This is joint work with Pan Peng and Christian Sohler.
Mark Davenport, Georgia Institute of Technology
Adaptive sensing of sparse signals in noise
In this talk I will focus on the problem of recovering a sparse image from a small number of noisy measurements. To begin, I will consider the case where the measurements are acquired in a nonadaptive fashion as in the standard compressive sensing framework. I will describe lower bounds on the minimax mean-squared error of the recovered vector which very nearly matches the performance of L1-minimization techniques, and hence shows that in certain regimes these techniques are essentially optimal. I will then consider the case where the measurements are acquired sequentially in an adaptive manner. I will describe a lower bound that shows that, surprisingly, in certain worst-case regimes, adaptivity does not allow for substantial improvement over standard nonadaptive techniques in terms of the minimax MSE. Nonetheless, I will also show that there are important regimes where the benefits of adaptive sensing are clear and overwhelming, and can be achieved via relatively simple algorithms that also have the benefit of a drastic reduction in the computational complexity of the recovery process.
Dan Feldman, MIT
Sublinear Systems using Core-sets
A core-set for a given problem is a semantic compression of its input, in the sense that a solution for the problem with the (small) coreset as input yields a provable approximate solution to the problem with the original (Big) Data. Core-set can usually be computed via one pass over a streaming input, manageable amount of memory,and in parallel. For real time performance we use Hadoop, Clouds and GPUs.
In this talk I will give a summary of some core-set techniques and their implementations in real-time systems. I will also share some social and technical challenges that I had to deal with in the industry and the robotics lab of MIT while implementing such core-sets.
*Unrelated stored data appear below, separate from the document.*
Issue #229, opened 2024-09-27
dlpack non-linear stride


parthchadha:
Torch tensor with non-linear strides when fed to Tripy does not respect the strides.

PR #236, opened 2024-09-28
Add checks for non-canonical strides

jhalakpatel:
https://github.com/NVIDIA/TensorRT-Incubator/issues/229

MLIR-TensorRT requires strides for function arguments and results in canonical order.

https://github.com/NVIDIA/TensorRT-Incubator/pull/252 adds a check to validate memref stride against a canonical stride order. In Tripy, memref strides are derived from framework DL Pack tensors. Creating a memref with a non-canonical DL Pack tensor stride throws an exception.

Add a try-catch block to catch such an exception and augment with suggestions on creating a DL Pack tensor with canonical stride for Tripy-supported frameworks.

Add unit tests to create a non-canonical stride tensor to validate exceptions and suggestions.

### DIFF
--- a/tripy/tests/frontend/test_stride.py
+++ b/tripy/tests/frontend/test_stride.py
@@ -1,0 +1,56 @@
+#
+# SPDX-FileCopyrightText: Copyright (c) 2024 NVIDIA CORPORATION & AFFILIATES. All rights reserved.
+# SPDX-License-Identifier: Apache-2.0
+#
+# Licensed under the Apache License, Version 2.0 (the "License");
+# you may not use this file except in compliance with the License.
+# You may obtain a copy of the License at
+#
+# http://www.apache.org/licenses/LICENSE-2.0
+#
+# Unless required by applicable law or agreed to in writing, software
+# distributed under the License is distributed on an "AS IS" BASIS,
+# WITHOUT WARRANTIES OR CONDITIONS OF ANY KIND, either express or implied.
+# See the License for the specific language governing permissions and
+# limitations under the License.
+#
+
+import pytest
+import re
+
+import cupy as cp
+import numpy as np
+import torch
+
+import tripy as tp
+from tests.helper import raises
+
+
+class TestStride:
+    def test_non_canonical_stride(self):
+        test_cases = [
+            (
+                torch.arange(12, dtype=torch.float32).reshape(3, 4).transpose(0, 1),
+                lambda x: x.contiguous(),
+                lambda x: x.clone(memory_format=torch.contiguous_format),
+            ),
+            (
+                cp.arange(12, dtype=cp.float32).reshape(3, 4).transpose(1, 0),
+                cp.ascontiguousarray,
+                lambda x: x.copy(order="C"),
+            ),
+            (
+                np.arange(12, dtype=np.float32).reshape(3, 4).transpose(1, 0),
+                np.ascontiguousarray,
+                lambda x: x.copy(order="C"),
+            ),
+        ]
+
+        for array, contiguous_func, copy_func in test_cases:
+            # Test for exception with non-canonical strides
+            with pytest.raises(tp.TripyException, match="Non-canonical strides are not supported for Tripy tensors"):
+                tp.Tensor(array)
+
+            # Test successful creation with contiguous array
+            assert tp.Tensor(contiguous_func(array)) is not None
+            assert tp.Tensor(copy_func(array)) is not None
--- a/tripy/tripy/backend/mlir/memref.py
+++ b/tripy/tripy/backend/mlir/memref.py
@@ -15,9 +15,12 @@
 # limitations under the License.
 #
 
+import re
+
 from functools import lru_cache
 from typing import Sequence
 
+from tripy.utils import raise_error
 from tripy.backend.mlir import utils as mlir_utils
 from tripy.common import device as tp_device
 from tripy.common import utils as common_utils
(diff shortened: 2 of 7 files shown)


tripy/tripy/frontend/ops/equal.py
```diff
@@ -0,0 +1,59 @@
...
+from tripy import export, constraints
+from tripy.common.exception import raise_error
+
+
+@export.public_api(document_under="operations/functions")
+@constraints.dtype_info(
+    dtype_variables={"T1": ["float32", "float16", "bfloat16", "float8", "int4", "int8", "int32", "int64", "bool"]},
+    dtype_constraints={"a": "T1", "b": "T1"},
+)
+def equal(a: "tripy.Tensor", b: "tripy.Tensor") -> bool:
```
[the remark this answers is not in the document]
pranavm-nvidia: If we're following numpy/torch semantics, `allclose` doesn't account for shape while `equal` does. If we want to add `equal`, we should also check for shape below. Otherwise `allclose(..., rtol=0, atol=0)` should be equivalent to this.

tripy/tests/integration/test_equal.py
```diff
@@ -0,0 +1,89 @@
...
+        dtype_map = {
+            tp.float32: torch.float32,
+            tp.float16: torch.float16,
+            tp.bfloat16: torch.bfloat16,
+            tp.int32: torch.int32,
+            tp.int64: torch.int64,
+            tp.int8: torch.int8,
+            tp.bool: torch.bool,
+        }
+        return dtype_map[tp_dtype]
```
pranavm-nvidia, line 65:
```suggestion
    @pytest.mark.parametrize(
        "tensor_a, tensor_b, dtype, expected",
        [
            ([1, 2, 3], [1, 2, 3], tp.int64, True),
            ([1, 2, 3], [1, 2, 4], tp.int32, False),
            ([1.0, 2.0, 3.0], [1.0, 2.0, 3.0], tp.float16, True),
            ([1.0, 2.0, 3.0], [1.0, 2.0, 1.0], tp.bfloat16, False),
            ([1.0, 2.0, 3.0], [1.0, 2.0, 3.00001], tp.float32, False),
            ([True, False, True], [True, False, True], tp.bool, True),
        ],
    )
    def test_equal(self, tensor_a, tensor_b, dtype, expected):
        a = tp.Tensor(tensor_a, dtype=dtype)
        b = tp.Tensor(tensor_b, dtype=dtype)

        out = tp.equal(a, b)

        assert out == expected
```

tripy/tripy/frontend/ops/equal.py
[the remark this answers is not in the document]
jhalakpatel: I see. Yes, I see a few places where we used `bool(tp.all(a == b))` so I thought it would be helpful to add such an op in frontend.
@pranavm-nvidia I will fix equal to check for shape, type, and stride.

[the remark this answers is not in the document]
jhalakpatel: @pranavm-nvidia I think all.close also compare the shapes.
```
    def test_torch_all_close(self):
        t = torch.arange(12)
        r = t.reshape(3, 4)
        print(t.shape)
        print(r.shape)
>       assert torch.allclose(t, r)
E       RuntimeError: The size of tensor a (12) must match the size of tensor b (4) at non-singleton dimension 1

tests/integration/test_equal.py:98: RuntimeError
---------------------------------------------------------------------------------------------------------------------- Captured stdout call -----------------------------------------------------------------------------------------------------------------------
torch.Size([12])
torch.Size([3, 4])
```

I will remove `tp.equal` operation for now and use `tp.allclose` where required.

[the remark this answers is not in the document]
jhalakpatel: Let's add `tp.equal` operation in a separate PR.

tripy/tripy/frontend/trace/ops/storage.py
```diff
@@ -54,21 +55,40 @@ def __init__(
...
+            canonical_stride = utils.get_canonical_stride(self.shape)
+            error_message = (
+                f"Non-canonical strides detected:\n"
+                f"  Shape: {self.shape}\n"
+                f"  Current stride: {self.stride}\n"
+                f"  Expected canonical stride: {canonical_stride}\n"
+                f"Non-canonical strides are not supported for Tripy tensors. "
+                f"This usually occurs when the tensor is not contiguous in memory. "
+                f"To resolve this issue:\n"
+                f"1. Call .contiguous() or .ascontiguousarray() on your tensor before converting to a Tripy tensor.\n"
```
parthchadha, line 86: We should check if the incoming tensor is from Pytorch/Jax/Numpy and suggest appropriate message

tripy/tripy/utils/utils.py
```diff
@@ -214,6 +214,102 @@ def get_shape(data):
...
+
+    Args:
+        shape: The shape of the tensor.
+        stride: The stride to check.
+
+    Returns:
+        True if the stride is canonical, False otherwise.
+
+    Note:
+        Allows arbitrary strides for dimensions with size 0 or 1 to account for framework discrepancies.
```
jhalakpatel, line 304: @parthchadha @pranavm-nvidia It took me a while to figure this out that the stride support in PyTorch and the corresponding DL pack tensor is [broken](https://discuss.pytorch.org/t/strides-are-corrupted-after-to-dlpack-from-dlpack/178255). 
TVM seems to relax the check for dimensions with size = 1 [here](https://github.com/apache/tvm/pull/14797).

jhalakpatel: I think @akhilg-nv also ran into this issue a while back.

parthchadha: Yeah, I think @akhilg-nv's PR in mlir-tensorrt to relax the condition was merged.

tripy/tripy/backend/mlir/memref.py
```diff
@@ -65,7 +66,37 @@ def create_memref_view(data):
...
+        if "torch.Tensor" in obj_type:
+            return "PyTorch Tensor", "tensor.contiguous() or tensor.clone()"
+        elif "jaxlib" in obj_type or "jax.numpy" in obj_type:
+            return "JAX Array", "jax.numpy.asarray(array) or jax.numpy.copy(array)"
+        elif "numpy.ndarray" in obj_type:
+            return "NumPy Array", "np.ascontiguousarray(array) or array.copy(order='C')"
+        elif "cupy.ndarray" in obj_type:
+            return "CuPy Array", "cp.ascontiguousarray(array) or array.copy(order='C')"
+        else:
+            return "Unknown Type", "Cannot suggest method for unknown type"
```
parthchadha, line 82:
```suggestion
            return f"Unknown Type {obj_type}", "Cannot suggest method for unknown type"
```

tripy/tests/utils/test_utils.py
```diff
@@ -109,3 +110,45 @@ def test_gen_uid(self, inputs, outputs, expected_prefix):
...
+            (None, None),
+        ],
+    )
+    def test_get_stride(
+        self,
+        shape: Optional[Sequence[int]],
+        expected_stride: Optional[Sequence[int]],
+    ):
+        if shape is not None:
+            assert utils.get_canonical_stride(shape) == expected_stride
```
pranavm-nvidia, line 138: Looks like this test does nothing if `shape` is `None`. Can we remove those cases and remove this check?

tripy/tripy/backend/mlir/memref.py
pranavm-nvidia, line 82: Can we just return `None` here and drop that entire part of the message if `None` is returned?
```suggestion
            return None, None
```

tripy/tripy/backend/mlir/memref.py
```diff
@@ -65,7 +66,37 @@ def create_memref_view(data):
...
+        canonical_stride = tripy_utils.get_canonical_stride(memref.shape)
+        error_message = (
+            f"Non-canonical strides detected:\n"
+            f"  Shape: {memref.shape}\n"
+            f"  Current stride: {tripy_utils.make_tuple(memref.strides)}\n"
+            f"  Expected canonical stride: {canonical_stride}\n"
+            f"Non-canonical strides are not supported for Tripy tensors. "
+            f"This usually occurs when the tensor is not contiguous in memory. "
+            f"To resolve this issue:\n"
+            f"For {tensor_type}, use {contiguous_suggestion} to ensure contiguity before converting to a Tripy tensor."
```
pranavm-nvidia, line 96:
```suggestion
            f"This usually occurs when the tensor is not contiguous in memory. " + (
            f"To resolve this issue:\n"
            f"For {tensor_type}, use {contiguous_suggestion} to ensure contiguity before converting to a Tripy tensor." 
            if tensor_type is not None else "")
```

tripy/tripy/frontend/tensor.py
```diff
@@ -171,6 +172,9 @@ def dtype(self):
     def rank(self):
         return self.trace_tensor.rank
 
+    def stride(self):
```
parthchadha, line 175: I am not sure why we need to expose stride method for frontend tensors. This information is mostly incorrect since after compilation the strides chosen by TRT for internal tensor can be changed.

parthchadha (approved):

tripy/tripy/frontend/tensor.py
jhalakpatel: Agreed. I have removed the stride field.

tripy/tests/frontend/test_stride.py
```diff
@@ -0,0 +1,68 @@
...
+    def tripy_byte_order_strides(self, data):
+        return tuple(s * data.dtype.itemsize for s in tp.Tensor(data).stride())
+
+    def test_non_canonical_stride(self):
+        # PyTorch test
+        t_torch = torch.arange(12, dtype=torch.float32).reshape(3, 4)
+        a_torch = t_torch.transpose(0, 1)
+        with pytest.raises(tp.TripyException) as excinfo:
+            tp.Tensor(a_torch)
+        self.assert_error_message(excinfo, "PyTorch Tensor", "tensor.contiguous() or tensor.clone()")
```
pranavm-nvidia, line 44: Could we do:
```suggestion
        with raises(tp.TripyException, "Non-canonical strides are not supported for Tripy tensors"):
            tp.Tensor(a_torch)
```
and then remove the `assert_error_message` helper?

pranavm-nvidia: Also, maybe instead of checking with torch/numpy/cupy tensors here, we can just unit test `check_tensor_type_and_suggest_contiguous` separately?

jhalakpatel: Agreed.

pranavm-nvidia (approved):

jhalakpatel:
Closing this PR in favor of https://github.com/NVIDIA/TensorRT-Incubator/pull/273 since this one is running into CI failure due to fork based developement.

PR #243, opened 2024-10-01
Tripy layer metadata

pranavm-nvidia:


pranavm-nvidia:
Once we need this, we should make it on by default for compiled mode and off for eager mode. We probably also want to disable it in most of the unit tests.

pranavm-nvidia:
Closing until we decide to implement this.

PR #248, opened 2024-10-02
[tensorrt] Fix tensorrt ResizeCubic verification

yizhuoz004:
The dimension check is not applied if input/output dimension is dynamic.


shelkesagar29 (approved):
LGTM

PR #253, opened 2024-10-04
[test] Corrects checks in layer metadata callback test

pranavm-nvidia:
Corrects checks in layer metadata callback test


shelkesagar29 (approved):
LGTM. I also tested this locally.

PR #254, opened 2024-10-04
Cast fp16 to fp32 in tolist, remove FP16MemoryView

yizhuoz004:


tripy/tests/common/test_utils.py
```diff
@@ -60,33 +59,3 @@ def test_get_element_type():
 def convert_list_to_array(values, dtype, expected):
```
pranavm-nvidia, line 59: Not part of your change, but this actually wouldn't have been running as a test because it's missing the `test_` prefix
```suggestion
def test_convert_list_to_array(values, dtype, expected):
```

pranavm-nvidia (approved):

yizhuoz004:
@pranavm-nvidia I found we still need to print `memref` in a few places, this requires `Float16MemoryView`. Actually `fp16` is the only precision that `memoryview` would raise an exception, other dtypes (bfloat16, int8) returns a nested list with data represented as uint8.

tripy/tripy/flat_ir/flat_ir.py
```diff
@@ -352,22 +352,11 @@ def register_tensor(self, tensor: "FlatIRTensor") -> "FlatIRTensor":
...
-            if volume(op.data.shape) < VOLUME_THRESHOLD_FOR_MEMREF:
-                l = tolist(op.data)
-            else:
-                l = [op.data.ptr]
-            data = list_to_tuple(l if isinstance(l, List) else [l])
-        elif isinstance(op.data, int) or isinstance(op.data, float) or isinstance(op.data, bool):
-            data = list_to_tuple(
-                op.data,
-            )
+            data = (op.data.ptr,)
```
pranavm-nvidia, line 359: Won't this prevent us from deduplicating small constants?

yizhuoz004: It will, but practically, if constant data is given by `MemrefValue`, it comes from users (such as weights & inputs). The small constants we want to deduplicate are generated internally where data is a list.

pranavm-nvidia: Ah makes sense. Could you add a comment here to that effect?

pranavm-nvidia (approved):

tripy/tripy/flat_ir/flat_ir.py
yizhuoz004: Added, thanks!

PR #255, opened 2024-10-04
[mlir-tensorrt] Add commit message check to CI

shelkesagar29:
This MR adds commit message check in `mlir-tensorrt` CI. If commit message check fails, it prints out
commit message and canonical format expected.

### DIFF
--- a/.github/workflows/mlir-tensorrt-ci.yml
+++ b/.github/workflows/mlir-tensorrt-ci.yml
@@ -43,7 +43,7 @@ jobs:
           fetch-depth: 5
 
       # Run initial format check
-      - name: Run python format and clang check
+      - name: Run commit message, python format, and c++ clang format check
         uses: addnab/docker-run-action@v3
         with:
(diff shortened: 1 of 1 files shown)


shelkesagar29:
Tried regex match using `bash` (grep and sed) , to avoid new file creation but multiline match with regex we have doesn't work.

pranavm-nvidia:
@shelkesagar29 you could add this as a git hook (`prepare-commit-msg` or `comit-msg`) instead, which would allow us to catch it preemptively.

shelkesagar29:
> @shelkesagar29 you could add this as a git hook (`prepare-commit-msg` or `comit-msg`) instead, which would allow us to catch it preemptively.

But we want this check just for `miler-tensorrt` commits and not for every commit.
Also, this will need checking regex in bash. Regex we have is a multiline match which is not working in bash. Thus, I am doing it now in python

yizhuoz004 (approved):

PR #343, opened 2015-04-17
Refactor to use isEqual:

zenangst:


Source/Others/DDMathEvaluator+FORM.m
```diff
@@ -38,7 +38,9 @@ + (NSDictionary *)hyp_directoryFunctions {
 
             otherValue = (variables[expression.variable]) ?: expression.variable;
 
-            if (![baseValue isEqualToString:otherValue]) {
+            BOOL baseValueIsEqual = ([baseValue isKindOfClass:[NSString class]] &&
+                                     ![baseValue isEqualToString:otherValue]);
```
3lvis: What about numbers? Should we add another `if` in case it's a number?

zenangst: You don't need `equals` to support numbers. You could do `eq($age,15)` or just `$age == 15` (I think).

zenangst: For reference : https://github.com/davedelong/DDMathParser/wiki/Built-in-Functions

zenangst: ping @3lvis @vadymmarkov

3lvis:
```objc
BOOL baseValueIsEqual = (([baseValue isKindOfClass:[NSString class]] &&
                         ![baseValue isEqualToString:otherValue]) || 
                         ([baseValue isKindOfClass:[NSNumber class]] &&
                         ![baseValue isEqualToNumber:otherValue]));
```

zenangst: My question is, should it be supported?

3lvis: I was wondering too :)

3lvis:
I guess I will just merge.

zenangst:
@3lvis I would like to add some tests with null values

zenangst:
@3lvis I think it should be good now

PR #346, opened 2015-04-17
Improved Login demo app

### LINKED ISSUE #345: Add support for secure entry text fields (eg. passwords)
Would be awesome to have a new 'secure' field type which would set  `secureTextEntry` to true on the UITextField.

The login demo app can then use this new type for the password field.

Will start a branch in my fork :)

Mutix:
Tweaked the Login demo app to use the password input_type (the password is now secure text).

Also fixed a bug where if you entered valid data in both fields, the login button would be enabled, however if you then cleared one of the fields (making the form invalid), the login button would not be disabled.

Can now close #345 .

Changes:

- added password input_type to the password field in the JSON
- refactored the HYPDemoLoginCollectionViewController slightly
- fixed an issue where the login button would not be disabled after a the form becomes invalid after it  was valid at least once

### DIFF
--- a/Demos/Login-demo/Login-demo/HYPDemoLoginCollectionViewController.m
+++ b/Demos/Login-demo/Login-demo/HYPDemoLoginCollectionViewController.m
@@ -84,32 +84,42 @@
 
 - (void)fieldCell:(UICollectionViewCell *)fieldCell updatedWithField:(FORMField *)field
 {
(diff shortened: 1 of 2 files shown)


3lvis:
Looks awesome. :clap:

3lvis:
Thanks @Mutix!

Eldar Fischer, Technion - Israel Institute of Technology
Partial testing, universal testing and decomposability Preprint
Some properties do not admit tests with a small number of queries - but can they be partitioned into a small number of properties that do admit such tests? With some properties this is indeed the case. For example, being the concatenation of two palindromes has no test with less than the square root of n queries, but it can be partitioned into n properties with constant query complexity tests.
Here we show a property that cannot be thus partitioned. Even more so, our property does not have any large sub-property that admits a small query complexity test. In fact, we show that all large dual distance codes are such properties. The proof uses methods not used before for defeating the most general tests; the entropy method is used to deal with possibly 2-sided tests, and a concept of a reader (basically a decision tree where we are interested in the "stream of bits read" rather than its final output) is used to analyze and defeat adaptive tests.
We also provide a general result (but with weak parameters) that gives an intuition why the partitionable property above still has a sublinear query complexity test: Any property partitionable into not too many sub-properties admitting proximity oblivious tests would admit a sublinear complexity test. The proof is by showing that, for a cost, a "one size fits all" test can be used for all properties with a proximity oblivious test.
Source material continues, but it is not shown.